## Action item
Report back every line from the entries below in which the word "forwardedAs" occurs.

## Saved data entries
---------------
PR #3923, opened 2021-02-03
(Chore) ADR Elasticsearch

janjaap:
This PR contains the decision description of the use of Elasticsearch for the CMS content.


docs/adr/000-historic-decisions.md
```diff
@@ -0,0 +1,46 @@
...
+
+To also offer background stories and articles related to the data from the municipality, the decision was made to introduce a CMS by which other content could be published on data.amsterdam.nl. The different types of content available<sup>1</sup> are:
+- articles
+- publications
+- specials and
+- collections
+
+#### Typeahead APIs
+
+Several APIs within the municipality of Amsterdam offer searching through their data by full text search. All of that data is indexed by Elasticsearch. It concerns the following APIs:
```
jonkoops, line 23: This data is not indexed by our team, I am not sure if the backend team uses ElasticSearch.

docs/adr/000-historic-decisions.md
```diff
@@ -0,0 +1,46 @@
...
+
+- [BAG](https://api.data.amsterdam.nl/atlas/typeahead/bag/)
+- [HR](https://api.data.amsterdam.nl/handelsregister/typeahead/)
+- [BRK](https://api.data.amsterdam.nl/atlas/typeahead/brk/)
+- [Gebieden](https://api.data.amsterdam.nl/atlas/typeahead/gebieden/)
+- [Meetbouten](https://api.data.amsterdam.nl/meetbouten/typeahead/)
+- [Monumenten](https://api.data.amsterdam.nl/monumenten/typeahead/)
+
+The proxy API [api.data.amsterdam.nl/typeahead](https://api.data.amsterdam.nl/typeahead) returns results for all of the above as well as results from the [Dataset catalogue](https://api.data.amsterdam.nl/dcatd/datasets). The `atlas` application uses an autosuggest component that shows the output of the proxy API.
```
jonkoops, line 32: Perhaps it's good to know that this API calls CMS Search for data.

jonkoops (approved):

docs/adr/000-historic-decisions.md
janjaap: The ADR doesn't mention that it is indexed by our team. It only states that it is indexed. I know for a fact that the other APIs use Elasticsearch. That is the main reason why the CMS content needed to be in ES as well.

docs/adr/000-historic-decisions.md
janjaap: Yes, the section below mentions that.

docs/adr/000-historic-decisions.md
jonkoops: On what are you basing that is the main reason? To my knowledge we are the only consumers of this Elastic index. The fact that there are other backend services that use Elastic (not our index) seems unrelated.

Personally I would not document the stack any further than what we have ownership over as it is prone to change. All we need to know is that there are 'typeahead APIs'.

janjaap: I'm basing that on discussions with responsible parties within the Datapunt organisation. 
It is important to mention that the requirement for Elasticsearch on the CMS part is based on the choice for Elasticsearch by other services within the department. Those services and in particular the `typeahead` API, that we are using in the auto-suggest component, all query Elasticsearch indexes and, as I understood it, the obvious route to take was to expose the CMS content via an ES index.
The situation of the infra structure is important to note, because it indicates the relationship between the different parts. That it can change is not a reason not to document it, because everything can be subject to change.

alimpens (approved):

chrisvanmook (approved):

PR #3925, opened 2021-02-03
Updated panoTags to handle legacy URLs

chrisvanmook:


src/app/pages/MapPage/query-params.test.ts
```diff
@@ -0,0 +1,29 @@
+import { panoTagParam } from './query-params'
+
+describe('Map Query Parameters', () => {
+  describe('Panorama', () => {
+    describe('tags', () => {
```
jonkoops, line 5: Perhaps you could use a single `describe('panoTagParam')` call here?

src/app/pages/MapPage/query-params.test.ts
```diff
@@ -0,0 +1,29 @@
...
+      it('should encode the value to parameter value', () => {
```
jonkoops, line 6: Can we agree to use verbs here instead of 'should'? I would prefer this for example:
```suggestion
      it('encodes the value to parameter value', () => {
```

What do you guys think?

janjaap (approved):

janjaap:
@chrisvanmook Unrelated test is failing

jonkoops (changes requested):

jonkoops (approved):

src/app/pages/MapPage/query-params.test.ts
janjaap: Agree

janjaap: `should` Implies may or may not.

PR #3927, opened 2021-02-04
Added detail page for "woningbouwplannen/gebied_bouwblok_woningen"

chrisvanmook:


src/map/services/map-services.config.ts
```diff
@@ -2364,6 +2365,44 @@ const servicesByEndpointType: { [type: string]: ServiceDefinition } = {
       ],
     }),
   },
+  [endpointTypes.woningbouwplannenGebiedBouwblokWoningen]: {
+    type: 'woningbouwplannen/gebied_bouwblok_woningen',
+    endpoint: 'v1/woningbouwplannen/gebied_bouwblok_woningen',
```
janjaap, line 2370: I think the URL should end with a `/`.

chrisvanmook: All the endpoints in this "config" file don't have a trailing `/`. In the logic of the detail page, an `id` will be added to this endpoint. I've created a ticket to create a plan to cleanup and restructure these files.

janjaap: Kewl

janjaap (approved):

jonkoops (approved):

PR #3941, opened 2021-02-09
[DI2-119] Publication date fix

janjaap:
This PR fixes an issue where an article's publication date wouldn't be shown correctly. The cause of this was that the code wasn't using the value of `field_publication_day` which rendered the date always with day 1.

In order to fix the issue, the tests for `useNormalizedCMSResults.js` have been rewritten and the file has been refactored by moving functionality out of the main function so it can be tested separately. The functionality slightly changed in that passing in a value for `field_publication_year` and none for `field_publication_month` will show the year (instead of throwing an error). Passing in a value for both `field_publication_year` and `field_publication_month` will always show 1-{month}-{year}.

### DIFF
--- a/src/normalizations/cms/useNormalizedCMSResults.js
+++ b/src/normalizations/cms/useNormalizedCMSResults.js
@@ -48,11 +48,13 @@ export const getLocaleFormattedDate = ({
 
   const day = parseInt(field_publication_day, 10)
   const monthIndex = parseInt(field_publication_month, 10)
+  const monthIsValidNumber = Number.isNaN(monthIndex) === false
+  const dayIsValidNumber = Number.isNaN(day) === false
 
   const dateParts = [
     year,
-    !Number.isNaN(monthIndex) && Math.max(0, monthIndex - 1),
-    !Number.isNaN(day) && day,
+    monthIsValidNumber && Math.max(0, monthIndex - 1),
+    dayIsValidNumber && day,
   ].filter(Number.isFinite)
 
   const localeDate = new Date(Date.UTC(...dateParts))
--- a/src/normalizations/cms/useNormalizedCMSResults.js
+++ b/src/normalizations/cms/useNormalizedCMSResults.js
@@ -42,7 +42,7 @@ export const getLocaleFormattedDate = ({
   if (field_publication_date) {
     return {
       localeDate: field_publication_date,
-      localeDateFormatted: formatDate(new Date(field_publication_date.replace(' ', 'T'))),
+      localeDateFormatted: formatDate(new Date(field_publication_date)),
     }
   }
 
--- a/src/normalizations/cms/useNormalizedCMSResults.js
+++ b/src/normalizations/cms/useNormalizedCMSResults.js
@@ -63,6 +63,29 @@ export const getLocaleFormattedDate = ({
   }
 }
 
+export const getLinkProps = ({ type, uuid, field_link, field_special_type, title }, slug) => {
+  let to = {}
+
+  if (EDITORIAL_DETAIL_ACTIONS[type]) {
+    if (type === CmsType.Special) {
+      to = EDITORIAL_DETAIL_ACTIONS[type](uuid, field_special_type, slug)
+    } else {
+      to = EDITORIAL_DETAIL_ACTIONS[type](uuid, slug)
+    }
+  }
+
+  let linkProps = { to, forwardedAs: pickLinkComponent(to) }
+  const externalUrl = field_link?.uri ? cleanupDrupalUri(field_link?.uri) : null
+
+  linkProps = externalUrl ? { href: externalUrl, forwardedAs: 'a' } : linkProps
+  linkProps = { ...linkProps, title } // Add the title attribute by default
+
+  return {
+    linkProps,
+    to,
+  }
+}
+
 export const normalizeObject = (data) => {
   const {
     uuid,
@@ -76,7 +99,6 @@ export const normalizeObject = (data) => {
     field_special_type,
     field_file,
     media_image_url,
-    field_link,
     field_links,
     field_related,
     ...otherFields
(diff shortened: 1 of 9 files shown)


src/normalizations/cms/useNormalizedCMSResults.js
```diff
@@ -20,11 +20,73 @@ export const EDITORIAL_FIELD_TYPE_VALUES = {
...
-  return uri.replace(/&amp;/g, '&')
+const cleanupDrupalUri = (uri) => uri.replace(/&amp;/g, '&')
+
+export const getLocaleFormattedDate = ({
+  field_publication_date,
+  field_publication_day,
+  field_publication_year,
+  field_publication_month,
+} = {}) => {
+  const year = parseInt(field_publication_year, 10)
```
jonkoops, line 31: I've created a ticket to see if we can get this as a number straight from the Drupal API.

src/normalizations/cms/useNormalizedCMSResults.js
```diff
@@ -20,11 +20,73 @@ export const EDITORIAL_FIELD_TYPE_VALUES = {
...
+  const yearIsValidNumber = Number.isNaN(year) === false
```
jonkoops, line 32: Would negating this boolean not be shorter?

```suggestion
  const yearIsValidNumber = !Number.isNaN(year)
```

src/normalizations/cms/useNormalizedCMSResults.js
```diff
@@ -20,11 +20,73 @@ export const EDITORIAL_FIELD_TYPE_VALUES = {
...
+  }
+
+  const day = parseInt(field_publication_day, 10)
+  const monthIndex = parseInt(field_publication_month, 10)
+
+  const dateParts = [
+    year,
+    !Number.isNaN(monthIndex) && monthIndex - 1,
+    !Number.isNaN(day) && day,
+  ].filter(Boolean)
```
jonkoops, line 56: Since months are zero indexed in JavaScript dates would this not lead to a missing month number for January? If `monthIndex` is 1 (so January) and `monthIndex - 1` (so `0`) is passed to the `Boolean` filter will this not result in it getting filtered out?

In this case I think a procedural approach here might be more clear and less error prone:

```suggestion
  const dateParts = [year]
  
  if (!Number.isNaN(monthIndex)) {
    dateParts.push(monthIndex - 1)
  }
  
  // Also check if the month was pushed before, we don't
  // want to accidentally add a day in the month position.
  if (dateParts.length === 2 && !Number.isNaN(day)) {
    dateParts.push(day)
  }
```

src/normalizations/cms/useNormalizedCMSResults.js
```diff
@@ -20,11 +20,73 @@ export const EDITORIAL_FIELD_TYPE_VALUES = {
...
+
+  const localeDate = new Date(Date.UTC(...dateParts))
```
jonkoops, line 58: Why do we need to run this through as a UTC date? Do we end up on the wrong day in local time when formatting this later otherwise?

src/normalizations/cms/useNormalizedCMSResults.test.js
```diff
@@ -1,20 +1,100 @@
...
+      const { localeDate, localeDateFormatted } = getLocaleFormattedDate({
+        field_publication_year: 'foobar',
+      })
+
+      expect(localeDate).toEqual('')
+      expect(localeDateFormatted).toEqual('')
+    })
+
+    it('returns an object with dates from field_publication_date', () => {
+      const field_publication_date = '2020-12-02T16:00:00+01:00'
```
jonkoops, line 43: I noticed that there was the following line to normalize the `field_publication_date` field:

```ts
field_publication_date.replace(' ', 'T')
```

It doesn't look like this string replacement logic is actually used according to the tests. so can it be removed?

jonkoops (changes requested):

src/normalizations/cms/useNormalizedCMSResults.js
janjaap: Definitely shorter, but not necessarily more readable.

src/normalizations/cms/useNormalizedCMSResults.js
janjaap: Good one; I'll add a test case for that.

src/normalizations/cms/useNormalizedCMSResults.test.js
janjaap: I'm not sure why it is in place; it was already in the code. Might be required, might also not be. Must be there for a reason, so I'd rather leave it in.

src/normalizations/cms/useNormalizedCMSResults.js
janjaap: I don't know; was already in the code.

src/normalizations/cms/useNormalizedCMSResults.js
janjaap: Solved it in a different way; a bit cleaner than adding conditions imho

src/normalizations/cms/useNormalizedCMSResults.js
jonkoops: It's being used in other parts of the code like this already though (see the `dateParts` variable).

src/normalizations/cms/useNormalizedCMSResults.js
jonkoops: Fair enough, this is probably fine.

src/normalizations/cms/useNormalizedCMSResults.test.js
jonkoops: If that is the case can we add a test for this scenario as well? Just to cover our asses in case we do some refactoring on this code.

src/normalizations/cms/useNormalizedCMSResults.js
jonkoops: Nice, long as we cover this edge case I am happy :smile:

src/normalizations/cms/useNormalizedCMSResults.js
janjaap: If we only have a single value, for instance `new Date(2021)`, the value is considered to be a timestamp and will return the wrong date. Using `new Date(Date.UTC(2021))` will solve that.

src/normalizations/cms/useNormalizedCMSResults.test.js
janjaap: Tested it and removed the `replace` function; the `Date` constructor is able to deal with either `2019-07-22T11:31:48+00:00` or `2019-07-22 11:31:48+00:00`

src/normalizations/cms/useNormalizedCMSResults.js
jonkoops: Ahhhh, yes that makes sense. I guess we could also use `Date.parse` for that.

jonkoops (approved):

PR #3948, opened 2021-02-10
[DI2-188] Add a new section to the feedback modal to request new features

jonkoops:


src/app/components/Modal/FeedbackModal.jsx
```diff
@@ -83,23 +83,37 @@ const FeedbackModalComponent = ({
     </ModalBlock>
     <Divider gutter />
     <ModalBlock>
-      <Heading as="h4">Probleem of suggestie?</Heading>
+      <Heading as="h4">Verzoek nieuwe data of functionaliteiten</Heading>
+      <Paragraph>
+        Heb je een verzoek voor bijvoorbeeld een nieuwe dataset, kaartlaag of een verbetering van de
+        site? We horen het graag.
+      </Paragraph>
+      <Button
```
alimpens, line 91: Does it make sense that you leave this page when you click this button? The other buttons open your mail program (if you have one), you don't leave the page.

jonkoops: Yeah good point, should I add a blank target here so it opens in a new tab?

alimpens: Makes sense to me, but maybe check with UX

chrisvanmook (approved):

src/app/components/Modal/FeedbackModal.jsx
jonkoops: Checked with Martijn and this is accepted behaviour

PR #3954, opened 2021-02-10
Fix issue where loading state for CMS content was set incorrectly

jonkoops:


src/app/utils/useFromCMS.ts
```diff
@@ -89,13 +89,15 @@ function useFromCMS<T = CMSResultItem[]>(
...
           result = normalizeCMSResults(result)
         }
+
         setResults(result)
+        setLoading(false)
       })
       .catch(() => {
         setError(true)
+        setLoading(false)
       })
```
chrisvanmook, line 99: could we use `.finally` here?

src/app/utils/useFromCMS.ts
```diff
@@ -89,13 +89,15 @@ function useFromCMS<T = CMSResultItem[]>(
         } else {
           result = normalizeCMSResults(result)
         }
+
         setResults(result)
+        setLoading(false)
       })
       .catch(() => {
         setError(true)
+        setLoading(false)
```
janjaap, line 98: Could be in a `finally` clause, right?

chrisvanmook (approved):

PR #3971, opened 2021-02-11
Changed parameters for panorama viewer

chrisvanmook:


src/app/components/PanoramaViewer/PanoramaViewer.tsx
```diff
@@ -65,26 +69,28 @@ const PanoramaViewer: FunctionComponent = () => {
...
+    [panoPitch, panoHeading, setPanoImageDate, marzipanoViewer, onClickHotspot],
   )
 
   // Update the URL queries when the view changes
   useEffect(() => {
     if (currentMarzipanoView) {
-      setPano(currentMarzipanoView, 'replace')
+      setPanoHeading(currentMarzipanoView.heading, 'replace')
+      setPanoPitch(currentMarzipanoView.pitch, 'replace')
+      setPanoFov(currentMarzipanoView.fov, 'replace')
```
janjaap, line 93: `fov` Wasn't used, was it?

src/app/pages/MapPage/MapPage.tsx
```diff
@@ -60,18 +66,20 @@ const MapPage: FunctionComponent = () => {
...
   const [center, setCenter] = useParam(centerParam)
   const [zoom, setZoom] = useParam(zoomParam)
-  const [pano] = useParam(panoParam)
+  const [location] = useParam(locationParam)
+  const [panoPitch] = useParam(panoPitchParam)
+  const [panoHeading] = useParam(panoHeadingParam)
   // TODO: Import 'useMatchMedia' directly once this issue has been resolved: https://github.com/Amsterdam/amsterdam-styled-components/issues/1120
   const [showDesktopVariant] = hooks.useMatchMedia({ minBreakpoint: 'tabletM' })
-  const panoActive = !!pano
+  const panoActive = panoHeading !== null && location !== null
```
janjaap, line 74: Params are strings, can they be `null` then?

src/app/pages/MapPage/map-search/PanoramaPreview.tsx
```diff
@@ -113,14 +119,9 @@ const PanoramaPreview: FunctionComponent<PanoramaPreviewProps> = ({
...
-            panoParam,
-            {
-              heading: result?.value?.heading || 0,
-              pitch: 0,
-              fov: PANORAMA_CONFIG.DEFAULT_FOV,
-            },
-          ],
+          [panoPitchParam, panoPitchParam.initialValue],
+          [panoFovParam, panoFovParam.initialValue],
+          [panoHeadingParam, result?.value?.heading],
```
janjaap, line 124: `panoHeadingParam` Shouldn't default to `0`?

src/app/pages/MapPage/query-params.ts
```diff
@@ -104,11 +104,27 @@ export const baseLayerParam: UrlParam<BaseLayer> = {
...
 
-export const panoParam: UrlParam<Pano | null> = {
-  name: 'pano',
+export const panoPitchParam: UrlParam<number | null> = {
+  name: 'pitch',
   defaultValue: null,
-  decode: (value) => value && JSON.parse(value),
-  encode: (value) => value && JSON.stringify(value),
+  initialValue: 10,
+  decode: (value) => parseFloat(value) ?? null,
```
janjaap, line 111: `parseFloat` can return `NaN` which is neither `undefined` or `null`. This will make the `decode` function return `NaN`. Is that intended?

src/app/pages/MapPage/query-params.ts
```diff
@@ -104,11 +104,27 @@ export const baseLayerParam: UrlParam<BaseLayer> = {
...
+  encode: (value) => (typeof value === 'number' ? value.toString() : null),
+}
+
+export const panoFovParam: UrlParam<number | null> = {
+  name: 'fov',
+  defaultValue: null,
+  initialValue: 30,
+  decode: (value) => parseInt(value, 10) ?? null,
```
janjaap, line 119: Same here; return value of `decode` can be `NaN`.

src/app/pages/MapPage/query-params.ts
```diff
@@ -104,11 +104,27 @@ export const baseLayerParam: UrlParam<BaseLayer> = {
...
+  encode: (value) => (typeof value === 'number' ? value.toFixed(0).toString() : null),
+}
+
+export const panoHeadingParam: UrlParam<number | null> = {
+  name: 'heading',
+  defaultValue: null,
+  decode: (value) => parseFloat(value) ?? null,
```
janjaap, line 126: And here

src/app/components/PanoramaViewer/PanoramaViewer.tsx
chrisvanmook: No it wasn't. It is used in a redux state now, but now we adding that in to the URL now: it's easier to maintain and keep the FOV value when sharing the URL

src/app/pages/MapPage/MapPage.tsx
chrisvanmook: Value of the parameters (if decoded from strings) can be of any type. `panoHeading` in this case can be null, meaning it's not set

src/app/pages/MapPage/map-search/PanoramaPreview.tsx
chrisvanmook: I suggest to use the `initialValue` of `panoHeadingParam` then 👍

src/app/pages/MapPage/query-params.ts
chrisvanmook: No, you're right this is not intended. Going to fix this

janjaap (approved):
---------------
## Solution below
+  let linkProps = { to, forwardedAs: pickLinkComponent(to) }
+  linkProps = externalUrl ? { href: externalUrl, forwardedAs: 'a' } : linkProps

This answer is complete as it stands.